В мрачной бездне открывшегося колодца, у самого его края, дальше не позволяла кромешная темнота, виднелись грубоватые металлические скобы, вмурованные прямо в бетон и служащие лестницей.

В глубине мелькнул слабый свет, и невнятный, неузнаваемый голосок выкрикнул:

– Ты что ли, Часовщик? Что у нас там сегодня?

– Ганновер, – сложив руки рупором и склонившись над краем колодца, ответил Чехонин.

Город Победы, в котором была поставлена последняя точка в войне с германцами, в качестве пароля употреблялся редко, но сегодня выпал именно он.

– Тогда слазь потихоньку, – пригласил Часовщика голос снизу.

– А то без тебя не знаю, лезть мне или туточки подождать, – проворчал себе под нос Чехонин, начиная спуск.

Через пару десятков метров колодец окончился небольшой, овальной комнаткой с невысоким потолком.
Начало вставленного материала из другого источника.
PR #529, opened 2015-05-24
Fix alternatives module in non-English locale

cthiemann:
The alternatives module parses the output of update-alternatives, but the expected English phrases may not show up if the system locale is not English. Setting LC_ALL=C when invoking update-alternatives fixes this problem.

This is the symptom:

В углу стоял, дожидаясь сменщика, в чем-то похожий на Чехонина человечек, такой же невысокий, сухонький, в лагерном бушлате и казенных штанах.
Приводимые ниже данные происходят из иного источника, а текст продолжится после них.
PR #535, opened 2015-05-26
Add restore_backup module

yhekma:
I was missing a module to easily revert files from a previous backup. It is ofcourse easily done with a script, but I thought a module would be easier to integrate in a readable fashion in playbooks.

После почти нулевой, весенней температуры на поверхности, колодец обжигал морозцем, и Часовщик невольно поежился.

– Держи хомут, – протянул ему коробку полевого телефона сменщик.

Они так называли не только сам телефон, но и обязательную к нему небольшую по размерам катушку провода, подвешиваемую на спину. Без трубки дежурному запрещалось передвигаться по тоннелю. А куда вел провод, уходящий в пробитое в стене дежурки отверстие, никто не знал. Иной раз на пост звонили какие-то люди, требуя уточнить показания многочисленных приборов, развешанных по стенам тоннеля, иной раз – кто-то из лагерного начальства осведомлялся, все ли в порядке на объекте. Чехонину казалось, что в один прекрасный момент, сняв трубку и представившись по установленной форме, он услышит глубокий старческий голосок с неистребимым акцентом, выговаривающий: «Ну, здравствуйте, гражданин. Как обстоят дела? Все ли нормально?»

– Дежурство сдал, дежурство принял, – хмыкнул Часовщик, прилаживая на спину катушку. – Давай фонарь и ступай с Богом…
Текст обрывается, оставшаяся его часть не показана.